A comparative spin orbit coupling DFT study of opto-electronic properties of ${\mathrm{Bi}}_2{\mathrm{Se}}_3$ and ${\mathrm{Bi}}_2{\mathrm{Te}}_3$ bulk crystal

In condensed matter physics, the idea of the quantum Hall effect [1], in which electrons are trapped in two dimensions and exposed to a strong magnetic field, is the most promising finding of the 1980s. This effect investigates the recently discovered materials that are thought to be the first topological insulators (TIs) and are defined by the quantum hall system. Better TI results are obtained by continuing the progress that was preceded by the fractional quantum hall effect [2] and the quantum spin hall effect [3]. In quantum spin hall effect, the materials were first considered as quantum spin hall insulators, but a later study [4] revealed that quantum spin hall insulators cannot generate spin current in the absence of any electrons in the Fermi level. Scientists were inspired by this notion, and as a result, additional models were developed to verify whether a material is a TI, such as those based on z2 topology, Chern number, etc. [5]. In their bulk state, topological insulators exhibit an open band gap, while at their surfaces or edge states, they display a gapless band. Bulk band gaps of TIs are generally found to be smaller than those of 2D semiconductors. TIs are an excellent insulator for use in electronic and opto-electronic devices due to their resilient surface states and high mobility ratio [6], [7], [8], [9], [10].

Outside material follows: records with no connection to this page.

PR #596, opened 2022-06-21
Feature/dependency guardrails

mmorris44:
## What?
Guardrails for component dependencies.
## Why?
Currently no way to know at build time that you're missing components which other components depend on.
## How?
- Added `ComponentDependencyGuardrails` component which, when included in the system, checks to see that component dependencies are satisfied
- Added static `required_components()` method to `Component`, which by default returns an empty list
- Set up dependencies for every existing component (bulk of the changes) -> **I don't expect reviewers to check in detail that the correct dependencies have been set up. Easiest way to review this is to check the generated dependency graph for strange-looking connections and then follow that up in the code**
- Created `ComponentDependencyDebugger` component which produces a graph of the system dependencies. `networkx` imported to achieve this
- Added comments to store variables which are created by core system modules
- Moved many variables from the store to the global config
- Remove `shared_weights` from `RandomSamplingSystemInitConfig`, since that system cannot have shared weights
- Move `Loss` and `Step` components to their proper classes
## Extra
Tested on `run_mappo` by added satisfied and unsatisfied requirements to components used in the system. Add in debugging / guardrails components to `mappo` system to see them in use.

component_dependency_map


mava/components/jax/building/adders.py
```diff
@@ -152,7 +178,7 @@ def on_building_executor_adder(self, builder: SystemBuilder) -> None:
 
         adder = reverb_adders.ParallelNStepTransitionAdder(
             priority_fns=builder.store.priority_fns,
-            client=builder.store.data_server_client,
+            client=builder.store.data_server_client,  # Created by builder
```
RuanJohn, line 181: Can probably remove this comment?

mava/components/jax/building/adders.py
```diff
@@ -238,7 +256,7 @@ def on_building_executor_adder(self, builder: SystemBuilder) -> None:
 
         adder = reverb_adders.ParallelSequenceAdder(
             priority_fns=builder.store.priority_fns,
-            client=builder.store.data_server_client,
+            client=builder.store.data_server_client,  # Created by builder
```
RuanJohn, line 259: Similarly here

mava/components/jax/building/data_server.py
```diff
@@ -107,6 +112,21 @@ def name() -> str:
...
 
+    @staticmethod
+    def required_components() -> List[Type[Callback]]:
+        """List of other Components required in the system for this Component to function.
+
+        BaseSystemInit required to set up builder.store.agent_net_keys
+        and for config network_sampling_setup.
+        EnvironmentSpec required to set up builder.store.environment_spec
+        and builder.store.extras_spec.
+        AdderSignature required to set up builder.store.adder_signature_fn.
```
RuanJohn, line 123: General comment also applicable elsewhere, but I really appreciate the detailed descriptions of which components are required.

mava/components/jax/building/environments.py
```diff
@@ -127,7 +152,7 @@ def on_building_executor_environment_loop(self, builder: SystemBuilder) -> None:
         """
         executor_environment_loop = ParallelEnvironmentLoop(
             environment=builder.store.executor_environment,
-            executor=builder.store.executor,
+            executor=builder.store.executor,  # Set up by builder
```
RuanJohn, line 155: Comment can be removed.

mava/components/jax/building/adders.py
mmorris44: I included these comments in a bunch of places to mark where store variables are created by core systems, instead of by components. Do you not find them to be useful when reading and trying to understand the code?

mava/components/jax/building/loggers.py
```diff
@@ -40,11 +41,13 @@ def __init__(
     def on_building_executor_logger(self, builder: SystemBuilder) -> None:
         """[summary]"""
         logger_config = self.config.logger_config if self.config.logger_config else {}
+        # is_evaluator set by builder
```
RuanJohn, line 44: I just realised that all the comments could have been put in on purpose and aren't left over from you reading through the code. If that is the case, please ignore my other comments.

mava/components/jax/building/adders.py
RuanJohn: I tihnk they are useful in that case. Please ignore my comments regarding the comments :sweat_smile:

mava/components/jax/training/base.py
```diff
@@ -51,33 +51,3 @@ class Utility(Component):
...
-        """[summary]"""
-
-    @staticmethod
-    def name() -> str:
-        """_summary_
-
-        Returns:
-            _description_
-        """
-        return "sgd_step"
```
RuanJohn, line 83: Is there a reason we are moving the base components to 'step.py' and `losses.py`?

mmorris44: Yup, I noticed that those particular base components were only used in those particular files, and didn't see why we should keep them entirely separate

RuanJohn: Ah I see, what are your thoughts on moving it back? Becuase once we have more systems they will probably all inheret from the same base `Step` and `Loss` components.

mava/components/jax/training/step.py
```diff
@@ -339,3 +403,18 @@ def config_class() -> Optional[Callable]:
...
+    def required_components() -> List[Type[Callback]]:
+        """List of other Components required in the system for this Component to function.
+
+        GAE required to set up trainer.store.gae_fn.
+        MAPGEpochUpdate required for config num_epochs and num_minibatches.
+
+        Returns:
+            List of required component classes.
+        """
+        return Step.required_components() + [
```
RuanJohn, line 417: This would be impacted by the above comment, if we opt to change it.

mava/components/jax/training/trainer.py
```diff
@@ -110,6 +128,7 @@ def on_building_init_end(self, builder: SystemBuilder) -> None:
                     matches = most_matches
                     builder.store.table_network_config[trainer_key] = sample
 
+        # TODO (Matthew): networks need to be created on the nodes instead?
```
RuanJohn, line 131: Were you able to reach a conclusion on this?

mava/systems/jax/mappo/system.py
```diff
@@ -86,5 +90,7 @@ def design(self) -> Tuple[DesignSpec, Any]:
             **trainer_process,
             distributor=building.Distributor,
             logger=building.Logger,
+            component_dependency_guardrails=ComponentDependencyGuardrails,
+            component_dependency_debugger=ComponentDependencyDebugger,
```
RuanJohn, line 94: I'm not sure whether this should be the default. What are your thoughts?

tests/jax/components/building/adders_test.py
```diff
@@ -149,11 +149,6 @@ def test_parallel_sequence_adder(
     assert parallel_sequence_adder.config.use_next_extras is True
 
     parallel_sequence_adder.on_building_init_start(builder=mock_builder)
-    assert (
-        mock_builder.store.sequence_length
-        == parallel_sequence_adder.config.sequence_length
-    )
-
```
RuanJohn, line 156: Did you remove this assert because it is redundant? Similarly for the other assert removals.

tests/jax/components/executing/base_test.py
```diff
@@ -67,18 +61,6 @@ def mock_executor() -> Executor:
...
-def test_on_building_init(mock_builder: Builder) -> None:
-    """Test on_building_init method from ExecutorInit
-
-    Args:
-        mock_builder:Builder
-    """
-    executor_init = ExecutorInit()
-    executor_init.on_building_init(builder=mock_builder)
-
-    assert mock_builder.store.networks == "after_network_factory"
```
RuanJohn, line 79: Why was this test removed?

mava/components/jax/building/guardrails.py
```diff
@@ -0,0 +1,277 @@
...
+from mava.components.jax import Component
+from mava.core_jax import SystemBuilder
+
+
+@dataclass
+class ComponentDependencyGuardrailsConfig:
+    pass
+
+
+class ComponentDependencyGuardrails(Component):
```
RuanJohn, line 17: This component reads very easily. Good stuff :muscle:

mava/components/jax/building/guardrails.py
```diff
@@ -0,0 +1,277 @@
...
+    ):
+        """Save the config"""
+        self.config = config
+
+    def on_building_init_end(self, builder: SystemBuilder) -> None:  # noqa: C901
+        """Compute component dependencies and save graph."""
+        components: List = builder.callbacks[:]
+
+        # Add required components to list
+        additional_required_components = []
```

Among the classified 2D and 3D TIs, 3D TIs show reasonably good response in thermoelectric and electronic properties due to their narrow band gap, and are designed by taking group V and VI elements. The TIs are the emerging Van der Waals compound characterized by their special spin–orbit interaction, which inverts the orbital band character of the valence band (VB) and conduction band (CB). The key applications of TIs are optical recording, broadband photodetectors, laser photonics and high-speed optoelectronics [11], [12], [13]. Compared with the other TIs, ${\mathrm{Bi}}_2{\mathrm{Te}}_3$ has dominating applications in thermoelectric generators and Peltier cooling devices as it is more thermoelectric material at nearly room temperature. ${\mathrm{Bi}}_2{\mathrm{Se}}_3$ as one of the alloys of ${\mathrm{Bi}}_2{\mathrm{Te}}_3$ has been studied for its potential use in spintronics and quantum computing due to its robustness against decoherence and its ability to host non-Abelian anyons. In addition $\mathrm{Bi}$ based double peroxide material (magnetic) has potential applications in magnetic memories and tunnel junctions [14]. The bulk band gap of ${\mathrm{Bi}}_2{\mathrm{Se}}_3$ is comparatively large and one can see the technological relevance of the material at room temperature. There exists a difference in the band structures of both the TIs characterized by the constant-energy contour of the Dirac cone. ${\mathrm{Bi}}_2{\mathrm{Se}}_3$ has an almost spherical nature of the Dirac cone while ${\mathrm{Bi}}_2{\mathrm{Te}}_3$ is signified by hexagonal wrapping in the Dirac cone [15]. The complex band structure can be understood easily with the help of spin–orbit coupling (SOC). The SOC plays an important role in exploring the band structure by positioning the band extrema away from the high symmetry points in the Brillouin zone [16]. The inclusion of SOC in heavy material leads to some decrease in band gap due to unfilled d-states that moves towards Fermi level [17], [18]. Without SOC, ${\mathrm{Bi}}_2{\mathrm{Te}}_3$ shows a direct gap at high symmetry $\Gamma$ point, while SOC results in a reduced indirect band gap instead of the direct gap.

Currently, there are literatures available for computing the electronic structures of ${\mathrm{Bi}}_2{\mathrm{Se}}_3$ and ${\mathrm{Bi}}_2{\mathrm{Te}}_3$ using experimental methods. The TB-mBJ potential in combination with SOC has not been studied, yet there are known computational outcomes utilizing the PBE potential. Moreover, some computational work on the optical properties of these materials in the absence of SOC has been done. The primary objective of this work is to compare the electronic and optical properties of ${\mathrm{Bi}}_2{\mathrm{Se}}_3$ and ${\mathrm{Bi}}_2{\mathrm{Te}}_3$ without and with SOC due to the limited work done with SOC. SOC is included in order to ensure that our calculated results match the experimental results; otherwise, the results differ from the experimental data. This is due to the fact that heavier atoms have stronger atomic magnetic fields, and an atom’s SOC strength grows almost to the fourth power of its atomic number. In addition, the compound’s optical and electronic results are analyzed to various uses in photovoltaic cells, LED technology, etc. [19], [20], [21], [22], [23], [24], [25]. For a better understanding of the result, we have calculated the spectroscopic limited maximum efficiency (SLME) to see the level of theoretical PCEs of solar cells.